Supplied material Start Marker
PR #4166, opened 2022-05-02
holdingpen: link workflow ids

karolina-siemieniuk-morawska:
* changed ids from plain strings to urls in error messages

* ref: cern-sis/issues-inspire#20

### DIFF
--- a/inspirehep/modules/workflows/tasks/matching.py
+++ b/inspirehep/modules/workflows/tasks/matching.py
@@ -36,6 +36,7 @@ import re
 
 from inspire_matcher.api import match
 from inspire_utils.dedupers import dedupe_list
+from inspirehep.utils.url import get_hep_url_for_recid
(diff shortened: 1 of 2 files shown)


inspirehep/modules/workflows/tasks/matching.py
```diff
@@ -310,12 +310,14 @@ def raise_if_match_workflow(obj, eng):
         skip_halted=True
     )
     if bool(matched_ids):
+        urls = ['https://inspirehep.net/holdingpen/{}'.format(id) for id in matched_ids]
```
drjova, line 313: The link is hardcoded and it will not work for QA and beta. Instead you should do this:
https://github.com/inspirehep/inspire-next/blob/master/inspirehep/utils/url.py#L106

```suggestion
        urls = [ get_hep_url_for_recid(id, 'holdingpen') for id in matched_ids]
```

drjova (approved):

PR #4169, opened 2022-05-04
[WIP] use hep api for root table

MJedr:


drjova:
I think we could close this

PR #4170, opened 2022-05-05
fix for the refextract response

MJedr:


inspirehep/modules/workflows/tasks/refextract.py
```diff
@@ -154,7 +154,7 @@ def extract_references_from_pdf_url(url, custom_kbs_file, source=None):
         headers=refextract_request_headers,
         data=json.dumps({"url": url, "journal_kb_data": custom_kbs_file})
     )
-    if response.status_code != 200 and response.json.get("messsage"):
+    if response.status_code != 200 and response.json().get("messsage"):
         LOGGER.info("Couldn't extract references from url!")
```
michamos, line 158: I think we should fail the workflow in this case, rather than silently not extract refs.

drjova (approved):

PR #4171, opened 2022-05-06
refextract: pass url with inspire host

MJedr:


inspirehep/modules/workflows/utils/__init__.py
```diff
@@ -272,7 +272,7 @@ def get_document_url_for_reference_extraction(obj):
 
     url = documents[0]['url']
     obj.log.info('Using document with url "%s"', url)
-    return url
+    return current_app.config['INSPIREHEP_URL'] + url
```
drjova, line 275: doesn't need a `/`?

MJedr: I don't think so, urls are starting with `/`

MJedr: [like `"url": "/api/files/be4ca558-1948-478c-a7f1-05af95b94282/2205.02190.pdf"`](https://github.com/inspirehep/inspire-next/blob/c42106fa7d47d89023748f62d0e900a839cc6976/inspirehep/modules/workflows/tasks/actions.py#L440)

drjova:
```
Instance: /usr/var/inspirehep-instance
In [1]: app.config['INSPIREHEP_URL']
Out[1]: 'http://10.254.122.111:80/api'
```

drjova: https://github.com/cern-sis/kubernetes/blob/master/next/base/config/inspirehep.cfg#L32

drjova: Maybe we should use something like https://github.com/inspirehep/inspire-next/blob/master/inspirehep/utils/url.py#L106-L114

inspirehep/modules/workflows/utils/__init__.py
```diff
@@ -610,3 +610,13 @@ def store_head_version(obj, eng):
     obj.extra_data['head_uuid'] = str(head_uuid)
     obj.extra_data['head_version_id'] = head_version
     obj.save()
+
+
+def _get_hep_url_for_document(file_url):
+    server_name = current_app.config.get("SERVER_NAME")
+    protocol = current_app.config.get("PREFERRED_URL_SCHEME", 'http')
+    return "{protocol}://{server_name}/{file_url}".format(
```
drjova, line 618: the `file_url` already contains the `/` no?

tests/unit/workflows/test_workflows_utils.py
```diff
@@ -29,6 +29,7 @@
 import requests
 import requests_mock
 import time
+from flask import current_app
```
drjova, line 32: this cannot work, in unit tests we don't have a flask app

tests/unit/workflows/test_workflows_utils.py
```diff
@@ -524,3 +526,23 @@ def test_grobid_empty_author():
...
+            {
+                'key': 'document.pdf',
+            },
+        ],
+    }
+    obj = MockObj(data, {})
+    url = get_document_url_for_reference_extraction(obj)
+    assert current_app.config['SERVER_NAME'] in url
+    assert file_url in url
+    assert 'http' in url
```
drjova, line 548: We have to mock the `current_app`, and we have to update the assert in order to catch errors like the previous I mentioned 😃 

```suggestion
    obj = MockObj(data, {})
    url = get_document_url_for_reference_extraction(obj)
    expected_url = 'http://{0}{1}'.format(server_name, file_url)
    assert expected_url == url
```

tests/unit/workflows/test_workflows_utils.py
MJedr: I thought so too, but actually they are..

PR #4180, opened 2022-05-24
refextract: handle extract journal info exception

MJedr:
ref: cern-sis/issues-inspire#51

### DIFF
--- a/inspirehep/modules/workflows/tasks/refextract.py
+++ b/inspirehep/modules/workflows/tasks/refextract.py
@@ -28,6 +28,7 @@ import backoff
 from itertools import chain
 import json
 from flask import current_app
+from requests.exceptions import RequestException
 import requests
 
 from invenio_workflows.errors import WorkflowsError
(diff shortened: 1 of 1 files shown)


inspirehep/modules/workflows/tasks/refextract.py
```diff
@@ -91,12 +92,22 @@ def extract_journal_info(obj, eng):
...
-            "{}/extract_journal_info".format(current_app.config["REFEXTRACT_SERVICE_URL"]),
-            headers=refextract_request_headers,
-            data=json.dumps({"publication_infos": publication_infos, "journal_kb_data": kbs_journal_dict})
-        )
-        extracted_publication_info = response.json()['extracted_publication_infos']
+        try:
+            response = requests.post(
+                "{}/extract_journal_info".format(current_app.config["REFEXTRACT_SERVICE_URL"]),
+                headers=refextract_request_headers,
+                data=json.dumps({"publication_infos": publication_infos, "journal_kb_data": kbs_journal_dict})
```
drjova, line 99: don't think you need `json.dumps` btw

drjova: maybe we can retry before we fail the workflow? especially if it's timeout or bad gateway?

drjova (approved):

PR #4185, opened 2022-06-01
Fix empty orgName in authors.xml

nooraangelva:
Ref: https://github.com/cern-sis/issues-inspire/issues/50


inspirehep/modules/workflows/tasks/arxiv.py
```diff
@@ -301,8 +301,9 @@ def extract_authors_from_xml(xml_content):
         # Getting all the names for affiliated organizations using the organization ids from author
         for affiliation in author.xpath("./authorAffiliations/authorAffiliation/@organizationid").getall():
             orgName = content.xpath('//organizations/Organization[@id="{}"]/orgName[@source="spiresICN" or @source="INSPIRE" and text()!="" ]/text()'.format(affiliation)).get()
-            if not re.match(undefined_or_none_value_regex, orgName):
-                affiliations.append(orgName)
+            if orgName:
+                if not re.match(undefined_or_none_value_regex, orgName):
+                    affiliations.append(orgName)
```
MJedr, line 306: can we have that in one if cause the number of indentations in this function is going crazy? 😅

drjova, line 306:
```suggestion
            if orgName and not re.match(undefined_or_none_value_regex, orgName):
                    affiliations.append(orgName)
```

MJedr (approved):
Supplied material End Marker
:: What you are asked to do ::
Copy out the entries. Change nothing.

:: Exercise result ::
PR #4166, opened 2022-05-02
holdingpen: link workflow ids

karolina-siemieniuk-morawska:
* changed ids from plain strings to urls in error messages

* ref: cern-sis/issues-inspire#20

### DIFF
--- a/inspirehep/modules/workflows/tasks/matching.py
+++ b/inspirehep/modules/workflows/tasks/matching.py
@@ -36,6 +36,7 @@ import re
 
 from inspire_matcher.api import match
 from inspire_utils.dedupers import dedupe_list
+from inspirehep.utils.url import get_hep_url_for_recid
(diff shortened: 1 of 2 files shown)


inspirehep/modules/workflows/tasks/matching.py
```diff
@@ -310,12 +310,14 @@ def raise_if_match_workflow(obj, eng):
         skip_halted=True
     )
     if bool(matched_ids):
+        urls = ['https://inspirehep.net/holdingpen/{}'.format(id) for id in matched_ids]
```
drjova, line 313: The link is hardcoded and it will not work for QA and beta. Instead you should do this:
https://github.com/inspirehep/inspire-next/blob/master/inspirehep/utils/url.py#L106

```suggestion
        urls = [ get_hep_url_for_recid(id, 'holdingpen') for id in matched_ids]
```

drjova (approved):

PR #4169, opened 2022-05-04
[WIP] use hep api for root table

MJedr:


drjova:
I think we could close this

PR #4170, opened 2022-05-05
fix for the refextract response

MJedr:


inspirehep/modules/workflows/tasks/refextract.py
```diff
@@ -154,7 +154,7 @@ def extract_references_from_pdf_url(url, custom_kbs_file, source=None):
         headers=refextract_request_headers,
         data=json.dumps({"url": url, "journal_kb_data": custom_kbs_file})
     )
-    if response.status_code != 200 and response.json.get("messsage"):
+    if response.status_code != 200 and response.json().get("messsage"):
         LOGGER.info("Couldn't extract references from url!")
```
michamos, line 158: I think we should fail the workflow in this case, rather than silently not extract refs.

drjova (approved):

PR #4171, opened 2022-05-06
refextract: pass url with inspire host

MJedr:


inspirehep/modules/workflows/utils/__init__.py
```diff
@@ -272,7 +272,7 @@ def get_document_url_for_reference_extraction(obj):
 
     url = documents[0]['url']
     obj.log.info('Using document with url "%s"', url)
-    return url
+    return current_app.config['INSPIREHEP_URL'] + url
```
drjova, line 275: doesn't need a `/`?

MJedr: I don't think so, urls are starting with `/`

MJedr: [like `"url": "/api/files/be4ca558-1948-478c-a7f1-05af95b94282/2205.02190.pdf"`](https://github.com/inspirehep/inspire-next/blob/c42106fa7d47d89023748f62d0e900a839cc6976/inspirehep/modules/workflows/tasks/actions.py#L440)

drjova:
```
Instance: /usr/var/inspirehep-instance
In [1]: app.config['INSPIREHEP_URL']
Out[1]: 'http://10.254.122.111:80/api'
```

drjova: https://github.com/cern-sis/kubernetes/blob/master/next/base/config/inspirehep.cfg#L32

drjova: Maybe we should use something like https://github.com/inspirehep/inspire-next/blob/master/inspirehep/utils/url.py#L106-L114

inspirehep/modules/workflows/utils/__init__.py
```diff
@@ -610,3 +610,13 @@ def store_head_version(obj, eng):
     obj.extra_data['head_uuid'] = str(head_uuid)
     obj.extra_data['head_version_id'] = head_version
     obj.save()
+
+
+def _get_hep_url_for_document(file_url):
+    server_name = current_app.config.get("SERVER_NAME")
+    protocol = current_app.config.get("PREFERRED_URL_SCHEME", 'http')
+    return "{protocol}://{server_name}/{file_url}".format(
```
drjova, line 618: the `file_url` already contains the `/` no?

tests/unit/workflows/test_workflows_utils.py
```diff
@@ -29,6 +29,7 @@
 import requests
 import requests_mock
 import time
+from flask import current_app
```
drjova, line 32: this cannot work, in unit tests we don't have a flask app

tests/unit/workflows/test_workflows_utils.py
```diff
@@ -524,3 +526,23 @@ def test_grobid_empty_author():
...
+            {
+                'key': 'document.pdf',
+            },
+        ],
+    }
+    obj = MockObj(data, {})
+    url = get_document_url_for_reference_extraction(obj)
+    assert current_app.config['SERVER_NAME'] in url
+    assert file_url in url
+    assert 'http' in url
```
drjova, line 548: We have to mock the `current_app`, and we have to update the assert in order to catch errors like the previous I mentioned 😃 

```suggestion
    obj = MockObj(data, {})
    url = get_document_url_for_reference_extraction(obj)
    expected_url = 'http://{0}{1}'.format(server_name, file_url)
    assert expected_url == url
```

tests/unit/workflows/test_workflows_utils.py
MJedr: I thought so too, but actually they are..

PR #4180, opened 2022-05-24
refextract: handle extract journal info exception

MJedr:
ref: cern-sis/issues-inspire#51

### DIFF
--- a/inspirehep/modules/workflows/tasks/refextract.py
+++ b/inspirehep/modules/workflows/tasks/refextract.py
@@ -28,6 +28,7 @@ import backoff
 from itertools import chain
 import json
 from flask import current_app
+from requests.exceptions import RequestException
 import requests
 
 from invenio_workflows.errors import WorkflowsError
(diff shortened: 1 of 1 files shown)


inspirehep/modules/workflows/tasks/refextract.py
```diff
@@ -91,12 +92,22 @@ def extract_journal_info(obj, eng):
...
-            "{}/extract_journal_info".format(current_app.config["REFEXTRACT_SERVICE_URL"]),
-            headers=refextract_request_headers,
-            data=json.dumps({"publication_infos": publication_infos, "journal_kb_data": kbs_journal_dict})
-        )
-        extracted_publication_info = response.json()['extracted_publication_infos']
+        try:
+            response = requests.post(
+                "{}/extract_journal_info".format(current_app.config["REFEXTRACT_SERVICE_URL"]),
+                headers=refextract_request_headers,
+                data=json.dumps({"publication_infos": publication_infos, "journal_kb_data": kbs_journal_dict})
```
drjova, line 99: don't think you need `json.dumps` btw

drjova: maybe we can retry before we fail the workflow? especially if it's timeout or bad gateway?

drjova (approved):

PR #4185, opened 2022-06-01
Fix empty orgName in authors.xml

nooraangelva:
Ref: https://github.com/cern-sis/issues-inspire/issues/50


inspirehep/modules/workflows/tasks/arxiv.py
```diff
@@ -301,8 +301,9 @@ def extract_authors_from_xml(xml_content):
         # Getting all the names for affiliated organizations using the organization ids from author
         for affiliation in author.xpath("./authorAffiliations/authorAffiliation/@organizationid").getall():
             orgName = content.xpath('//organizations/Organization[@id="{}"]/orgName[@source="spiresICN" or @source="INSPIRE" and text()!="" ]/text()'.format(affiliation)).get()
-            if not re.match(undefined_or_none_value_regex, orgName):
-                affiliations.append(orgName)
+            if orgName:
+                if not re.match(undefined_or_none_value_regex, orgName):
+                    affiliations.append(orgName)
```
MJedr, line 306: can we have that in one if cause the number of indentations in this function is going crazy? 😅

drjova, line 306:
```suggestion
            if orgName and not re.match(undefined_or_none_value_regex, orgName):
                    affiliations.append(orgName)
```

MJedr (approved):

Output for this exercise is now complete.